A deeply personal memoir calling for an end to the dark shaming of mental illness
Families are riddled with untold secrets. But Stephen Hinshaw never imagined that a profound secret was kept under lock and key for 18 years within his family―that his father’s mysterious absences, for months at a time, resulted from serious mental illness and involuntary hospitalizations. From the moment his father revealed the truth, during Hinshaw’s first spring break from college, he knew his life would change forever.
Hinshaw calls this revelation his “psychological birth.” After years of experiencing the ups and downs of his father’s illness without knowing it existed, Hinshaw began to piece together the silent, often terrifying history of his father’s life―in great contrast to his father’s presence and love during periods of wellness. This exploration led to larger discoveries about the family saga, to Hinshaw’s correctly diagnosing his father with bipolar disorder, and to his full-fledged career as a clinical and developmental psychologist and professor.

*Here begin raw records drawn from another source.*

PR #2398, opened 2020-12-23
Replace Batch/SimpleSpanProcessor with BatchSettings managed by SdkTr…

anuraaga:
…acerProvider.

This is just one idea to try to make it easier to do a very common thing, register an exporter for tracing. It makes batching an implementation detail of the tracer provider rather than a separate concept. Wondering what people think.


sdk/trace/src/main/java/io/opentelemetry/sdk/trace/SdkTracerProviderBuilder.java
```diff
@@ -94,14 +98,53 @@ public SdkTracerProviderBuilder addSpanProcessor(SpanProcessor spanProcessor) {
...
+   * provided, no batching will be done.
+   */
+  // Using deprecated for public use class
+  @SuppressWarnings({"deprecation", "UnnecessarilyFullyQualified"})
+  public SdkTracerProviderBuilder addExporter(SpanExporter exporter, BatchSettings batchSettings) {
+    requireNonNull(exporter, "exporter");
+    requireNonNull(batchSettings, "batchSettings");
+    if (batchSettings == BatchSettings.noBatching()) {
+      exporterSpanProcessors.add(
+          io.opentelemetry.sdk.trace.export.SimpleSpanProcessor.create(exporter));
```
jkwatson, line 123: odd fully qualified import here

anuraaga: It seems to be the only way to avoid the `deprecation` warning that would other get applied to the import statement itself amazingly.

jkwatson: weird!

jkwatson:
This is a cool idea, but I'd like to propose that we shelve this sort of change until after we've got the rest of the configuration story solid and agreed to.

anuraaga:
@jkwatson Rebased this on the recent changes - what do you think?

sdk/trace/src/main/java/io/opentelemetry/sdk/trace/export/BatchSpanProcessor.java
```diff
@@ -61,7 +61,11 @@
  *   <li>{@code OTEL_BSP_EXPORT_TIMEOUT}: sets the maximum allowed time to export data.
  *   <li>{@code OTEL_BSP_EXPORT_SAMPLED}: sets whether only sampled spans should be exported.
  * </ul>
+ *
+ * @deprecated Use {@link
+ *     io.opentelemetry.sdk.trace.SdkTracerProviderBuilder#addExporter(SpanExporter)}
  */
+@Deprecated
```
jkwatson, line 68: I don't think we should deprecate the batch span processor, or remove it. This is something that is basically required by the current SDK specification and I would not remove it without some significant spec rewording.

jkwatson (changes requested):

sdk/trace/src/main/java/io/opentelemetry/sdk/trace/export/BatchSpanProcessor.java
anuraaga: I think even with this approach we are satisfying everything here

https://github.com/open-telemetry/opentelemetry-specification/blob/master/specification/trace/sdk.md#span-processor

- Built in processors can be registered (`BatchSettings`)

- Custom processors can be registered (`addSpanProcessor`)

- Built in processors can be decorated (`addSpanProcessor`)

I would rather expose BSP later if it becomes really necessary if we are ok with the approach in this PR. Or otherwise close the PR and live with registering an exporter being a bit tedious.

jkwatson:
I spent a lot of time thinking about this over the weekend. 

1) I think that our current span processor (not just java..what is specced) model is pretty limited and definitely will not fulfill all the use-cases that we will need. But, it will work for 99% of the users for now.
2) At this late date, I don't think it's a good idea to try and upend the current model, flawed though it might be. Any solution that we patch in at this point will probably only be addressing a narrow solution space, and not be a comprehensive re-think of the model of the span pipeline.

So, I'd prefer that we leave the current system in place for now. Yes, it's non-ideal. Yes, it does lead to a bit of awkwardness when configuring the SDK. And, if we want to address the configuration issue independently, perhaps by providing some new APIs for the simple use-cases, I would absolutely support that, post 1.0.

jkwatson:
@anuraaga Do you have plans to re-open this idea as a easier-to-use mode of batch operations? I still think it could be good to have that convenience API for configuring the SDK, although perhaps the auto-configuration module has made it relatively moot?

anuraaga:
Let's go ahead and close this for now, it can use another think

PR #2400, opened 2020-12-23
Make prometheus client API dependency of exporter.

anuraaga:
`PrometheusCollector` extends `Collector` so the prometheus artifact is actually in the public API of the module.


jkwatson (approved):
Thanks!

In Another Kind of Madness, Hinshaw explores the burden of living in a family “loaded” with mental illness and debunks the stigma behind it. He explains that in today’s society, mental health problems still receive utter castigation―too often resulting in the loss of fundamental rights, including the inability to vote or run for office or automatic relinquishment of child custody. Through a poignant and moving family narrative, interlaced with shocking facts about how America and the world still view mental health conditions well into in the 21st century, Another Kind of Madness is a passionate call to arms regarding the importance of destigmatizing mental illness.

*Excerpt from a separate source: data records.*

PR #2401, opened 2020-12-23
Add autoconfiguration wrapper artifact

anuraaga:
This implements autoconfiguration moved into a separate layer as discussed a few times before. It's aim is to remove autoconfiguration from the core SDK so frameworks with their own configuration system, e.g., sleuth, can use it with full control, and other users can rely on our autoconfiguration if they want. Since we have control of the artifact, while slightly weird, it seems reasonable for us to automatically call into it with reflection, and otherwise we just return no-op (and log in the case of a misconfigured SDK as in #2396).

I mostly followed the parameters supported by the java agent except

- Updated names to use latest from spec, some small tweaks
- Didn't add support for "max attributes per event" type variables since not in spec
- Didn't add jaeger_thrift https://github.com/open-telemetry/opentelemetry-java-instrumentation/issues/1973


sdk-extensions/autoconfigure/src/main/java/io/opentelemetry/sdk/autoconfigure/OpenTelemetrySdkAutoConfiguration.java
```diff
@@ -0,0 +1,351 @@
...
+
+    return OpenTelemetrySdk.builder()
+        .setTracerProvider(tracerProviderBuilder.build())
+        .setPropagators(ContextPropagators.create(TextMapPropagator.composite(propagators)))
+        .build();
+  }
+
+  private static void configureOtlpMetrics(
+      ConfigProperties config, SdkMeterProvider meterProvider) {
+    OtlpGrpcMetricExporterBuilder builder = OtlpGrpcMetricExporter.builder();
```
anuraaga, line 175: Will need to add linkage error guards to return better error messages for when a configuration option is set but implementation not available.

marcingrzejszczak:
@anuraaga thanks for mentioning me! BTW can you start mentioning @jonatan-ivanov too (that's why I suggested @jkwatson to create a Github Team and just add people to the team and mention that team instead of concrete people).

build.gradle
```diff
@@ -199,6 +199,7 @@ subprojects {
                     jsr305                      : "com.google.code.findbugs:jsr305:${findBugsJsr305Version}",
                     prometheus_client           : "io.prometheus:simpleclient:${prometheusVersion}",
                     prometheus_client_common    : "io.prometheus:simpleclient_common:${prometheusVersion}",
+                    prometheus_client_httpserver: "io.prometheus:simpleclient_httpserver:${prometheusVersion}",
```
jkwatson, line 202: this doesn't belong in this PR, does it?

jkwatson: oh, I think I see..if autoconfigure is going to configure it...  nm

jkwatson:
> @anuraaga thanks for mentioning me! BTW can you start mentioning @jonatan-ivanov too (that's why I suggested @jkwatson to create a Github Team and just add people to the team and mention that team instead of concrete people).

It turns out that I don't have permissions to create a team (or at least I get a 404 from github when trying to click the "new team" link). So, @bogdandrutu will have to do this, I think, unless he gives me (and @anuraaga) owner permissions on the repository.

sdk-extensions/autoconfigure/src/main/java/io/opentelemetry/sdk/autoconfigure/OpenTelemetrySdkAutoConfiguration.java
```diff
@@ -0,0 +1,351 @@
...
+      }
+    }
+
+    return OpenTelemetrySdk.builder()
+        .setTracerProvider(tracerProviderBuilder.build())
+        .setPropagators(ContextPropagators.create(TextMapPropagator.composite(propagators)))
+        .build();
+  }
+
+  private static void configureOtlpMetrics(
```
jkwatson, line 173: I think I'd break each of these methods out into their own class so it's clear how to add new ones to the auto-config, rather than having to dig into this beast to find them. :)

api/all/src/main/java/io/opentelemetry/api/GlobalOpenTelemetry.java
```diff
@@ -115,4 +122,25 @@ public static Tracer getTracer(String instrumentationName, String instrumentatio
...
+      return null;
+    }
+
+    try {
+      Method initialize = openTelemetrySdkAutoConfiguration.getMethod("initialize");
+      return (OpenTelemetry) initialize.invoke(null);
+    } catch (NoSuchMethodException | IllegalAccessException | InvocationTargetException e) {
+      throw new IllegalStateException(
+          "OpenTelemetrySdkAutoConfiguration detected on classpath "
+              + "but could not invoke initialize method. This is a bug in OpenTelemetry.",
```
jkwatson, line 142: this could also be due to a restrictive security manager

jkwatson:
this is pretty slick. It's SPI (albeit a slightly different flavor, with the builder), but it doesn't demand SPI be used. It makes it easy to manually auto-configure or manually configure, or mix-and-match however you like.

👍  to this approach. Obviously, if we want to go this route, we'll want to write some tests for the configuration (or move them over from the existing configuration code/tests), and do some refactor/cleanup so it's not one enormous class, but as a proof-of-concept, this is very nice.  🚀

api/all/src/main/java/io/opentelemetry/api/GlobalOpenTelemetry.java
anuraaga: For a public method, as far as I know there wouldn't be any situation that could be blocked by security manager, is there one?

jkwatson: I thought security managers could block all reflection, but I wouldn't swear to it.

api/all/src/main/java/io/opentelemetry/api/GlobalOpenTelemetry.java
```diff
@@ -48,6 +51,13 @@ public static OpenTelemetry get() {
...
       synchronized (mutex) {
         if (globalOpenTelemetry == null) {
+
+          OpenTelemetry autoConfigured = maybeAutoConfigure();
+          if (autoConfigured != null) {
+            set(autoConfigured);
+            return autoConfigured;
+          }
+
           OpenTelemetryFactory openTelemetryFactory = Utils.loadSpi(OpenTelemetryFactory.class);
```
anuraaga, line 61: Unlike the first commit with PoC, I haven't removed the API SPI yet, that we would do in a separate PR.

buildscripts/checkstyle.xml
```diff
@@ -55,20 +55,6 @@
              value="LITERAL_TRY, LITERAL_FINALLY, LITERAL_IF, LITERAL_ELSE, LITERAL_SWITCH"/>
         </module>
         <module name="NeedBraces"/>
-        <module name="LeftCurly"/>
```
anuraaga, line 58: See #2418

sdk-extensions/autoconfigure/src/main/java/io/opentelemetry/sdk/autoconfigure/OpenTelemetrySdkAutoConfiguration.java
```diff
@@ -0,0 +1,69 @@
...
+import io.opentelemetry.sdk.metrics.SdkMeterProvider;
+import io.opentelemetry.sdk.resources.Resource;
+import io.opentelemetry.sdk.trace.SdkTracerProvider;
+import java.util.List;
+import java.util.Locale;
+
+/**
+ * Auto-configuration for the OpenTelemetry SDK. As an alternative to programmatically configuring
+ * the SDK using {@link OpenTelemetrySdk#builder()}, this package can be used to automatically
+ * configure the SDK using environment properties specified by OpenTelemetry.
```
anuraaga, line 21: I'm hoping to link to a docs page from here rather than outlining all properties here - presuably autoconfiguration users are the last to read the javadocs

anuraaga (commented):
I have a bit more grungework in adding unit tests for ConfigProperties and some failure cases, but I think this is mostly ready for another look

api/all/src/main/java/io/opentelemetry/api/GlobalOpenTelemetry.java
jkwatson: Yes, a security manager can block all reflection, even for public methods, and even just calls to "getMethod", although I would suspect that's extremely rare these days.

jkwatson:
This is looking like a fantastic start. @anuraaga What do you think needs to be done to get it out of draft mode? I'd love to move forward with this ASAP, so we can move toward a 1.0 release.

anuraaga:
@jkwatson Just a few more boring unit tests I'll knock out today :)

anuraaga:
@jkwatson Ok should be good to go

sdk-extensions/autoconfigure/src/main/java/io/opentelemetry/sdk/autoconfigure/ConfigProperties.java
```diff
@@ -0,0 +1,135 @@
...
+    return new ConfigProperties(System.getProperties(), System.getenv());
+  }
+
+  // Visible for testing
+  @SuppressWarnings({"unchecked", "rawtypes"})
+  static ConfigProperties createForTest(Map<String, String> properties) {
+    return new ConfigProperties((Map) properties, Collections.emptyMap());
+  }
+
+  private final Map<String, String> config;
```
jkwatson, line 31: this should be up above the static methods

sdk-extensions/autoconfigure/src/main/java/io/opentelemetry/sdk/autoconfigure/ConfigProperties.java
```diff
@@ -0,0 +1,135 @@
...
+
+  private ConfigProperties(
+      Map<Object, Object> systemProperties, Map<String, String> environmentVariables) {
```
jkwatson, line 34: the left map could be `Map<?,?>` then you don't have to cast above.

sdk-extensions/autoconfigure/src/main/java/io/opentelemetry/sdk/autoconfigure/ConfigProperties.java
```diff
@@ -0,0 +1,135 @@
...
+            keyValuePair ->
+                Arrays.stream(keyValuePair.split("=", 2))
+                    .map(String::trim)
+                    .filter(s -> !s.isEmpty())
+                    .collect(Collectors.toList()))
+        .map(
+            splitKeyValuePairs -> {
+              if (splitKeyValuePairs.size() != 2) {
+                throw new ConfigurationException(
+                    "Map property key missing value: " + name + "=" + config.get(name));
```
jkwatson, line 114: small nit. if you have an entry like `=f` it's technically missing the key, not the value. ;)

sdk-extensions/autoconfigure/src/main/java/io/opentelemetry/sdk/autoconfigure/ConfigProperties.java
```diff
@@ -0,0 +1,135 @@
...
+  }
+
+  Map<String, String> getCommaSeparatedMap(String name) {
+    return getCommaSeparatedValues(name).stream()
+        .map(
+            keyValuePair ->
+                Arrays.stream(keyValuePair.split("=", 2))
+                    .map(String::trim)
+                    .filter(s -> !s.isEmpty())
+                    .collect(Collectors.toList()))
```
jkwatson, line 109: These 4 lines of code could be extracted to a method like "filterBlanksAndNulls" and re-used above at line 96-99

sdk-extensions/autoconfigure/src/main/java/io/opentelemetry/sdk/autoconfigure/ConfigurationException.java
```diff
@@ -0,0 +1,16 @@
...
+ * Copyright The OpenTelemetry Authors
+ * SPDX-License-Identifier: Apache-2.0
+ */
+
+package io.opentelemetry.sdk.autoconfigure;
+
+/** An exception that is thrown if the user-provided configuration is invalid. */
+public final class ConfigurationException extends RuntimeException {
+
+  private static final long serialVersionUID = 4717640118051490483L;
```
jkwatson, line 11: I don't think this is necessary or useful. No one should be using default serialization for anything, anywhere.

sdk-extensions/autoconfigure/src/main/java/io/opentelemetry/sdk/autoconfigure/MetricExporterConfiguration.java
```diff
@@ -0,0 +1,116 @@
...
+
+  static boolean configureExporter(
+      String name,
+      ConfigProperties config,
+      boolean metricsAlreadyRegistered,
+      SdkMeterProvider meterProvider) {
+    switch (name) {
+      case "otlp":
+      case "otlp_metrics":
+        if (metricsAlreadyRegistered) {
```
jkwatson, line 27: it's a little annoying that this same check has to be done twice, but I don't see any easy away around it without some sort of ugly nesting of switch statements

sdk-extensions/autoconfigure/src/main/java/io/opentelemetry/sdk/autoconfigure/MetricExporterConfiguration.java
```diff
@@ -0,0 +1,116 @@
...
+          throw new ConfigurationException(
+              "Multiple metrics exporters configured. Only one metrics exporter can be "
+                  + "configured at a time.");
+        }
+        configurePrometheusMetrics(config, meterProvider);
+        return true;
+      default:
+        return false;
+    }
```
jkwatson, line 44: I guess you could do:
```
    switch (name) {
      case "otlp":
      case "otlp_metrics":
      case "prometheus":
        if (metricsAlreadyRegistered) {
          throw new ConfigurationException(
              "Multiple metrics exporters configured. Only one metrics exporter can be "
                  + "configured at a time.");
        }
        if ("prometheus".equals(name)) {
          configurePrometheusMetrics(config, meterProvider);
          return true;
        }
        configureOtlpMetrics(config, meterProvider);
        return true;
      default:
        return false;
    }
```

but I don't know if that's really much better.

sdk-extensions/autoconfigure/src/main/java/io/opentelemetry/sdk/autoconfigure/OpenTelemetrySdkAutoConfiguration.java
```diff
@@ -0,0 +1,80 @@
...
+
+    Set<String> exporterNames =
+        new LinkedHashSet<>(config.getCommaSeparatedValues("otel.exporter"));
+
+    configureMeterProvider(resource, exporterNames, config);
+
+    SdkTracerProvider tracerProvider =
+        TracerProviderConfiguration.configureTracerProvider(resource, exporterNames, config);
+
+    if (!exporterNames.isEmpty()) {
```
jkwatson, line 44: I really really don't like that the previous code mutates the set and we're relying on that fact here. That was super surprising to me...in fact, I was sure this line was a bug until I dug into the implementations. 

Even if it ends up being uglier, I'd very strongly prefer it if we didn't have hidden side-effects in the code like this.

sdk-extensions/autoconfigure/src/main/java/io/opentelemetry/sdk/autoconfigure/TracerProviderConfiguration.java
```diff
@@ -0,0 +1,151 @@
...
+        ServiceLoader.load(SdkTracerProviderConfigurer.class)) {
+      configurer.configure(tracerProviderBuilder);
+    }
+
+    List<SpanExporter> spanExporters = new ArrayList<>();
+    for (String name : new ArrayList<>(exporterNames)) {
+      SpanExporter exporter = SpanExporterConfiguration.configureExporter(name, config);
+      if (exporter != null) {
+        spanExporters.add(exporter);
+        exporterNames.remove(name);
```
jkwatson, line 44: 👎

sdk-extensions/autoconfigure/src/test/java/io/opentelemetry/sdk/autoconfigure/OpenTelemetrySdkAutoConfigurationTest.java
```diff
@@ -0,0 +1,26 @@
...
+
+class OpenTelemetrySdkAutoConfigurationTest {
+
+  @Test
+  void resourcePrioritizesUser() {
+    Resource resource =
+        OpenTelemetrySdkAutoConfiguration.configureResource(
+            ConfigProperties.createForTest(
+                Collections.singletonMap("otel.resource.attributes", "telemetry.sdk.name=test")));
+    assertThat(resource.getAttributes().get(SemanticAttributes.TELEMETRY_SDK_NAME))
```
jkwatson, line 23: I didn't even realize that this was a thing that end-users could do. Is this desirable behavior?

sdk-extensions/autoconfigure/src/testConfigError/java/io/opentelemetry/sdk/autoconfigure/ConfigErrorTest.java
```diff
@@ -0,0 +1,155 @@
...
+        .isInstanceOf(ConfigurationException.class)
+        .hasMessage("Unrecognized value for otel.exporter: cat,dog");
+  }
+
+  @Test
+  @SetSystemProperty(key = "otel.exporter", value = "bar")
+  void globalOpenTelemetryWhenError() {
+    Logger logger = Logger.getLogger(GlobalOpenTelemetry.class.getName());
+    AtomicReference<LogRecord> logged = new AtomicReference<>();
+    Handler handler =
```
jkwatson, line 113: It'll be nice to convert to the logunit code!

sdk-extensions/autoconfigure/src/main/java/io/opentelemetry/sdk/autoconfigure/OpenTelemetrySdkAutoConfiguration.java
anuraaga: Yeah I mention it in a spec issue too :)

https://github.com/open-telemetry/opentelemetry-specification/pull/1318#discussion_r551854325

Do you see an alternative? Should I mutate a `handledExportNames` with `.add` instead?

sdk-extensions/autoconfigure/src/main/java/io/opentelemetry/sdk/autoconfigure/ConfigProperties.java
anuraaga: Heh - I'm going to have trouble getting used to fields being so far from the constructor :P

sdk-extensions/autoconfigure/src/main/java/io/opentelemetry/sdk/autoconfigure/ConfigurationException.java
anuraaga: I think Java throws a warning which fails our build if I don't have it (agree no one should serialize it :)

warning: [serial] serializable class ConfigurationException has no definition of serialVersionUID

sdk-extensions/autoconfigure/src/test/java/io/opentelemetry/sdk/autoconfigure/OpenTelemetrySdkAutoConfigurationTest.java
anuraaga: I think we'll need it for service name? I don't think a user should do something bad but it seems to make sense semantically to prioritize them if they do go to the effort.

sdk-extensions/autoconfigure/src/main/java/io/opentelemetry/sdk/autoconfigure/OpenTelemetrySdkAutoConfiguration.java
jkwatson: You could return an updated copy of the set, maybe?

sdk-extensions/autoconfigure/src/main/java/io/opentelemetry/sdk/autoconfigure/ConfigProperties.java
trask: that's why static methods should go at the bottom of the class 😁

sdk-extensions/autoconfigure/src/main/java/io/opentelemetry/sdk/autoconfigure/OpenTelemetrySdkAutoConfiguration.java
anuraaga: It's tricky since already returning a tracerprovider from one of them. It's a bit of duplication but I went with exposing the recognized names and checking eagerly instead of mutations.

api/all/src/main/java/io/opentelemetry/api/GlobalOpenTelemetry.java
anuraaga: Had no idea - do you think I should change the message? Wondering how realistic it is to disable public reflection vs adding noise to this code.

jkwatson: Maybe just "This could be a bug in OpenTelemetry" ?  Really, it doesn't matter all that much.

sdk-extensions/autoconfigure/src/main/java/io/opentelemetry/sdk/autoconfigure/ConfigurationException.java
jkwatson: that must be an errorprone warning. I can't imagine that javac would emit that.

sdk-extensions/autoconfigure/src/test/java/io/opentelemetry/sdk/autoconfigure/OpenTelemetrySdkAutoConfigurationTest.java
jkwatson: I don't know if it's generally desirable or not, but it certainly is the way it works today, so have a test for it is good. :)

sdk-extensions/autoconfigure/src/main/java/io/opentelemetry/sdk/autoconfigure/OpenTelemetrySdkAutoConfiguration.java
```diff
@@ -0,0 +1,79 @@
...
+    ContextPropagators propagators = PropagatorConfiguration.configurePropagators(config);
+
+    Resource resource = configureResource(config);
+
+    Set<String> exporterNames =
+        new LinkedHashSet<>(config.getCommaSeparatedValues("otel.exporter"));
+
+    Set<String> unrecognizedExporters = new LinkedHashSet<>(exporterNames);
+    unrecognizedExporters.removeAll(SpanExporterConfiguration.RECOGNIZED_NAMES);
+    unrecognizedExporters.removeAll(MetricExporterConfiguration.RECOGNIZED_NAMES);
```
jkwatson, line 41: this is a good solution. thanks!

sdk-extensions/autoconfigure/src/main/java/io/opentelemetry/sdk/autoconfigure/TracerProviderConfiguration.java
```diff
@@ -0,0 +1,150 @@
...
+      case "always_on":
+        return Sampler.alwaysOn();
+      case "always_off":
+        return Sampler.alwaysOff();
+      case "traceidratio":
+        {
+          Double ratio = config.getDouble("otel.trace.sampler.arg");
+          if (ratio == null) {
+            throw new ConfigurationException(
+                "otel.trace.sampler=traceidratio but otel.trace.sampler.arg is not provided. "
```
jkwatson, line 124: stuff like this is a good argument for extracting the keys into constants, but that can be done as a separate step later, for sure.

sdk-extensions/autoconfigure/src/main/java/io/opentelemetry/sdk/autoconfigure/ConfigProperties.java
```diff
@@ -0,0 +1,133 @@
...
+class ConfigProperties {
+
+  private final Map<String, String> config;
+
+  static ConfigProperties get() {
+    return new ConfigProperties(System.getProperties(), System.getenv());
+  }
+
+  // Visible for testing
+  @SuppressWarnings({"unchecked", "rawtypes"})
```
jkwatson, line 28: I don't think this supression is needed any more.

jkwatson, line 28:
```suggestion
```

jkwatson (approved):
Thanks!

STEPHEN HINSHAW is a professor of psychology at UC Berkeley and the Vice-Chair of Psychology at UC San Francisco. Hinshaw is the author of The Mark of Shame: Stigma of Mental Illness and an Agenda for Change (Oxford, 2007), the first book in the U.S. on mental illness stigma. His research has been covered in The New York Times, The Washington Post, Time, The Economist, The Wall Street Journal, among others. He lives in Berkeley, CA.